PR #217, opened 2022-09-29
NEST-282: FeaturesGuard Additions

porgabi:
NEST-282


src/Lombiq.OSOCE.Web/appsettings.json
```diff
@@ -22,6 +22,14 @@
...
       "EnableLoggingTestMiddleware": true
     },
+    "OrchardCore_DataProtection_Azure": {
+      "ConnectionString": "UseDevelopmentStorage=true",
+      "ContainerName": "osocedataprotection"
+    },
+    "OrchardCore_Media_Azure": {
+      "ConnectionString": "UseDevelopmentStorage=true",
+      "ContainerName": "osocemedia"
+    },
```
wAsnk, line 32: You need this only in development

test/Lombiq.OSOCE.Tests.UI/Helpers/AssertAppLogsHelpers.cs
```diff
@@ -0,0 +1,63 @@
...
+                !message.Contains("System.IO") &&
+                !message.Contains("|WARN|") &&
+                !message.Contains("|Lombiq.TrainingDemo.Services.DemoBackgroundTask|ERROR|Expected non-error") &&
+                !message.Contains("Azure Media Storage is enabled but not active because the 'ContainerName' is missing or empty") &&
+                !message.Contains("Azure Media Storage is enabled but not active because the 'ConnectionString' is missing") &&
+                !message.Contains("OrchardCore.Media.Core.DefaultMediaFileStoreCacheFileProvider.TryDeleteDirectoryAsync") &&
+                !message.Contains("OrchardCore.Media.Core.DefaultMediaFileStoreCacheFileProvider|ERROR|Error deleting cache folder"));
+
+            if (filteredLogOutput.Count() == 1 &&
+                filteredLogOutput.FirstOrDefault().Contains("Shutting down tenant \"Default\" because of idle timeout"))
```
wAsnk: This shouldn't be an issue since it's just an info log, it shouldn't cause the UI test to fail. Is this really needed?

test/Lombiq.OSOCE.Tests.UI/Helpers/AssertAppLogsHelpers.cs
```diff
@@ -0,0 +1,63 @@
...
+            // Temporarily filtering out irrelevant cache errors from logs.
+            var filteredLogOutput = messages.Where(message =>
+                !message.Contains("orchard-log-") &&
+                !message.Contains("Microsoft.Hosting.Lifetime|INFO|") &&
+                !string.IsNullOrEmpty(message) &&
+                !message.Contains("System.IO") &&
+                !message.Contains("|WARN|") &&
+                !message.Contains("|Lombiq.TrainingDemo.Services.DemoBackgroundTask|ERROR|Expected non-error") &&
+                !message.Contains("Azure Media Storage is enabled but not active because the 'ContainerName' is missing or empty") &&
+                !message.Contains("Azure Media Storage is enabled but not active because the 'ConnectionString' is missing") &&
```
wAsnk: Since you have these set in the appsettings.development.json, do you still need it?

test/Lombiq.OSOCE.Tests.UI/Helpers/AssertAppLogsHelpers.cs
```diff
@@ -0,0 +1,63 @@
...
+        {
+            var messages = logOutput.SplitByNewLines().ToList();
+
+            // Temporarily filtering out irrelevant cache errors from logs.
+            var filteredLogOutput = messages.Where(message =>
+                !message.Contains("orchard-log-") &&
+                !message.Contains("Microsoft.Hosting.Lifetime|INFO|") &&
+                !string.IsNullOrEmpty(message) &&
+                !message.Contains("System.IO") &&
+                !message.Contains("|WARN|") &&
```
wAsnk: Where did these come from?

test/Lombiq.OSOCE.Tests.UI/UITestBase.cs
```diff
@@ -43,7 +44,7 @@ protected UITestBase(ITestOutputHelper testOutputHelper)
                 configuration.BrowserConfiguration.Headless =
                     TestConfigurationManager.GetBoolConfiguration("BrowserConfiguration:Headless", defaultValue: false);
 
-                configuration.AssertAppLogsAsync = AssertAppLogsDefaultOSOCEAsync;
+                configuration.AssertAppLogsAsync = AssertAppLogsHelpers.AssertOsoceAppLogsAreEmptyAsync;
```
wAsnk, line 47: So you are not using the AssertAppLogsDefaultOSOCEAsync anymore, if so, you can delete that.

wAsnk (changes requested):

src/Lombiq.OSOCE.Web/appsettings.json
porgabi: Without this addition, the UI testing toolbox project's own UI tests start failing (logs filled with errors caused by lack of these strings), presumably because those are run in production mode or something. After adding these strings to the non-development appsettings too, the tests started passing.

Does it cause issues to have these here as well?

test/Lombiq.OSOCE.Tests.UI/UITestBase.cs
porgabi: It's still used in some tests. I think VS does not show the references, but you can find them by searching for `AssertAppLogsDefaultOSOCEAsync`.

test/Lombiq.OSOCE.Tests.UI/Helpers/AssertAppLogsHelpers.cs
porgabi: So these were always in the logs, but logs assertion in `AssertAppLogsDefaultOSOCEAsync` only made sure there are no `|ERROR|` strings in the logs. As I replaced that method with this one (temporarily, mind, as the connection string errors should be gone after Azure Media Storage is not enabled in local development), this is how I filtered them instead.

src/Lombiq.OSOCE.Web/appsettings.json
wAsnk: Oh right, this is OSOCE... You don't really need a development appsettings. You can have everything in the appsettings.json. Please delete the appsettings.development.json and leave the settings in the appsettings.json.

test/Lombiq.OSOCE.Tests.UI/Helpers/AssertAppLogsHelpers.cs
porgabi: It causes the test to fail as in line 48 `filteredLogOutPut` should be empty. This only concerns a singular test (`ShuttingDownIdleTenantsShouldWork`), which has its own app logs assertion method, but it's overridden by `AssertOsoceAppLogsAreEmptyAsync`. I found it simpler to temporarily add this here while the new method is necessary for other tests.

test/Lombiq.OSOCE.Tests.UI/Helpers/AssertAppLogsHelpers.cs
porgabi: I think some tests still had the connection string related errors in the logs even though I added them to the development appsettings. An alternative is to add the connection strings to the non-development appsettings in this solution too, I suppose.

EDIT -- Actually, this solution already has the production appsettings additions. So I'm not certain what caused those to still appear in the logs.

test/Lombiq.OSOCE.Tests.UI/Helpers/AssertAppLogsHelpers.cs
wAsnk: Hmm that is also a solution, but the problem is that it will fail on any new warning or info log so you have to add everything here later on. I guess no one really wants to do that. It's better to use the general approach where you filter those errors out that are not actually errors and then check:
```
logOutput.ShouldNotContain("|ERROR|");
logOutput.ShouldNotContain("|FATAL|");
```

Also because of the check on line 25 you actually will never have a case where line 53 will be true and it would fail on 55 and 56. It can't happen because the log will be empty when you get there.

porgabi: You're right, I'll change it so it checks for "error" and "fatal" instead.

I'm counting on this entire method being unnecessary once it's clarified how and when Azure Media Storage should be enabled in development.

test/Lombiq.OSOCE.Tests.UI/Helpers/AssertAppLogsHelpers.cs
porgabi: Removed it as it's now checking for "error" and "fatal" instead.

NuGetTest/test/Lombiq.OSOCE.NuGet.Tests.UI/Helpers/AssertAppLogsHelpers.cs
```diff
@@ -0,0 +1,55 @@
...
+
+        var logOutput = await webApplicationInstance.GetLogOutputAsync(cancellationToken);
+
+        if (!string.IsNullOrEmpty(logOutput))
+        {
+            var messages = logOutput.SplitByNewLines().ToList();
+
+            // Temporarily filtering out irrelevant cache errors from logs.
+            var filteredLogOutput = messages.Where(message =>
+                !message.Contains("orchard-log-") &&
```
wAsnk: What is the error that requires this line?

NuGetTest/test/Lombiq.OSOCE.NuGet.Tests.UI/Helpers/AssertAppLogsHelpers.cs
```diff
@@ -0,0 +1,55 @@
...
+                !string.IsNullOrEmpty(message) &&
+                !message.Contains("|Lombiq.TrainingDemo.Services.DemoBackgroundTask|ERROR|Expected non-error") &&
+                !message.Contains("Azure Media Storage is enabled but not active because the 'ContainerName' is missing or empty") &&
+                !message.Contains("Azure Media Storage is enabled but not active because the 'ConnectionString' is missing") &&
+                !message.Contains("OrchardCore.Media.Core.DefaultMediaFileStoreCacheFileProvider.TryDeleteDirectoryAsync") &&
```
wAsnk: I guess this is info only as well

NuGetTest/test/Lombiq.OSOCE.NuGet.Tests.UI/Helpers/AssertAppLogsHelpers.cs
```diff
@@ -0,0 +1,55 @@
...
+            filteredLogOutput.ShouldNotContain("|FATAL|");
+
+            return;
+        }
+
+        if (canContainWarnings)
+        {
+            logOutput.ShouldNotContain("|ERROR|");
+            logOutput.ShouldNotContain("|FATAL|");
+        }
```
wAsnk: You still return on line 42 if the log had anything in it. So you'll get here if it is empty, thus this really doesn't do anything.

NuGetTest/test/Lombiq.OSOCE.NuGet.Tests.UI/Helpers/AssertAppLogsHelpers.cs
porgabi: The log output string always begins with a line that contains this text.

wAsnk: Okay but you don't really need to filter that out if you are checking for errors and fatals.

NuGetTest/test/Lombiq.OSOCE.NuGet.Tests.UI/Helpers/AssertAppLogsHelpers.cs
porgabi: Number 1 and number 4 are `ERROR`, number 2 and number 3 are `FATAL`.

image

image

NuGetTest/test/Lombiq.OSOCE.NuGet.Tests.UI/Helpers/AssertAppLogsHelpers.cs
porgabi: True!

NuGetTest/test/Lombiq.OSOCE.NuGet.Tests.UI/Helpers/AssertAppLogsHelpers.cs
wAsnk: The error is on "OrchardCore.Media.Core.DefaultMediaFileStoreCacheFileProvider|ERROR|Error deleting cache folder"
but not on "OrchardCore.Media.Core.DefaultMediaFileStoreCacheFileProvider.TryDeleteDirectoryAsync", right?

But why azure data protection errors are still there? :/

porgabi: > The error is on "OrchardCore.Media.Core.DefaultMediaFileStoreCacheFileProvider|ERROR|Error deleting cache folder"
but not on "OrchardCore.Media.Core.DefaultMediaFileStoreCacheFileProvider.TryDeleteDirectoryAsync", right?

Yeah, they are the same error but on different lines, so I'll remove the filtering for `TryDeleteDirectoryAsync`.

> But why azure data protection errors are still there? :/

I'll try a test run without these to see if they are still there (or if I just saw it wrong earlier).

porgabi: > I'll try a test run without these to see if they are still there (or if I just saw it wrong earlier).

Seems it was just a case of me being confused by the errors.

wAsnk (approved):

□ □ □ □ □ □ □

- Task item:
Copy out, in full, each line above that has the word "being" in it.

- Solution to this task:
I'm counting on this entire method being unnecessary once it's clarified how and when Azure Media Storage should be enabled in development.
Seems it was just a case of me being confused by the errors.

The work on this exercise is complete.